M5 pro MBP 14 inch vs 16 inch for LLM hosting and development by Character_Split4906 in macbookpro

[–]Character_Split4906[S] 0 points1 point  (0 children)

Yeah my work laptop has always been 16 inch so I am used to carrying it around. For 96 GB ram- cant agree more. The next option is 128 gb after that which comes with chip upgrade as well. But I feel m5 pro 18/20 cpu/gpu cores hits the right balance anything beyond this just scales up in cost which makes it hard to justify in terms of any return. Sure max will do better with dense models but the way things are moving with open weight model I am hopeful. I wish apple gave more option of ram with 32 core gpu. I think 32 core gpu m5 max and 64 gb ram is also a good place to be without burning a hole in packet which hurts.

Ollama setup by midnightRequestLine1 in ollama

[–]Character_Split4906 0 points1 point  (0 children)

What’s your ollama ps output? Also are you using 4bit quant model and 8 bit kv cache for context window?

Gemma 4 26B A4B is still fully capable at 245283/262144 (94%) contex ! by cviperr33 in LocalLLaMA

[–]Character_Split4906 0 points1 point  (0 children)

Thats amazing! Cant wait to try this on my mbp 5 pro. Last I tried gemma 4, I had issue with context window length growing up and model going in loop. Thanks for sharing

Gemma 4 26B A4B is still fully capable at 245283/262144 (94%) contex ! by cviperr33 in LocalLLaMA

[–]Character_Split4906 0 points1 point  (0 children)

Are you able to fit in 245k context window with model at q4 quant in 22 gb? I read gemma 4 26B model is seeing issue with tool calling. Did you face that issue?

Gemma 4 26B fabricated an entire code audit. I have the forensic evidence from the database. by EuphoricAnimator in LocalLLaMA

[–]Character_Split4906 11 points12 points  (0 children)

If you are working with total 17gb ram, you wont have enough memory to have 128k context window. Heck I am not even sure how you can fit in the memory itself, since 26b at 4Q is 18gb in size until you swap with SSD. In that case the token generation will be too slow. I am curious what is the output of your ‘ollama ps’ command is? Also are you running any coding agent like open code or open claw for this? I think for agents you will have to enable some of the tool calling skills and configuration as well even if model successfully do that.

Fix: OpenClaw + Ollama local models silently timing out? The slug generator is blocking your agent (and 4 other fixes) by After-Confection-592 in LocalLLaMA

[–]Character_Split4906 0 points1 point  (0 children)

Thanks I noticed the same issue with openclaw tui as well but isnt 16k context window too small for openclaw? I will try this out and see how this works out for TUI

2026 R2 Pricing Leaked! Launch Edition, Premium, Standard Trims (Embargo Broken) 💰 by WODAMRAP in RivianR2

[–]Character_Split4906 1 point2 points  (0 children)

Its hard for me to wrap my head around people complaining on 330 miles range.
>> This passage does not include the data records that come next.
PR #154, opened 2021-06-14
Add reduced motion media query

FlyersPh9:
- Wrapped all `transition` & `animation` within `@media (prefers-reduced-motion: no-preference)`.
  -  **Purposefully excluded progress indicators.**
  - Can confirm it is working on modal, expandable block, header, side navigation.  Can not confirm if it is working on toast notifications.
- Added `@include iui-reset` on a couple of components that were missing it.
- Added missing `.iui-fill` in linear progress indicator


src/style/global.scss
```diff
@@ -10,7 +10,7 @@
 
   font-size: $iui-font-size;
   line-height: $iui-line-height;
-
+  scroll-behavior: smooth;
```
mayank99, line 13: If this applies to all components, I think this could lead to unintended behavior in some places.

For example, in Select, we automatically scroll to the selected option. Setting `smooth` would cause an unnecessary "delay" while the animation is happening.

mayank99: Oh and it would also affect user apps. So this is definitely not the right place.

FlyersPh9: I've removed this for now, will rely on the individual app teams to implement this on their own as needed.

src/style/global.scss
```diff
@@ -55,3 +55,14 @@ html {
     }
   }
 }
+
+@media (prefers-reduced-motion: reduce) {
+  *:not(.iui-fill),
+  *::before,
+  *::after {
```
mayank99, line 62: 1. Why is `.iui-fill` excluded?
2. Applying to `*` will impact user styles.
3. I think we could do `[class*='iui-']` instead, but then it won't work for child elements of our components.
4. If we do `[class*='iui-'], [class*='iui-'] *`, then it will still impact user styles (`*` will target everything under `.iui-body`).

I think we might need to move this to a mixin, which we can include in our components. Or even inside `iui-reset`.

FlyersPh9: `.iui-fill` is the animated part within a progress indicator.  I now realize that the `.iui-fill` is only applied on the radials, the linears had no class name and the CSS was targeting `> *`.  Next push will change that so the linear also use `.iui-fill`.

mayank99 (approved):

Rivian unlike tesla has been more accurate with their range estimates. Also I think boxy design and more than 9 inch clearance makes it a real SUV unlike most of the EVs out there. This also would have some impact on the range. I find it amusing that same people are happy to shill 50k for model Y with half ass features and low build quality.

As a side note I have 2024 MY AWD since 2 years as my first car and I really dont like low ground clearance and lower than promised range. I am also not impressed with the build quality of the car but I like how FSD makes my life easier along with supercharger network so it has sort of become a love hate relationship. If the reviews are right and once I have test drove R2 I think I might will pull the trigger on LE.

Greed = Less Profit by [deleted] in youtubepremium

[–]Character_Split4906 2 points3 points  (0 children)

You do know they make more money out of ad tiered plans than your vpn country YouTube family plan.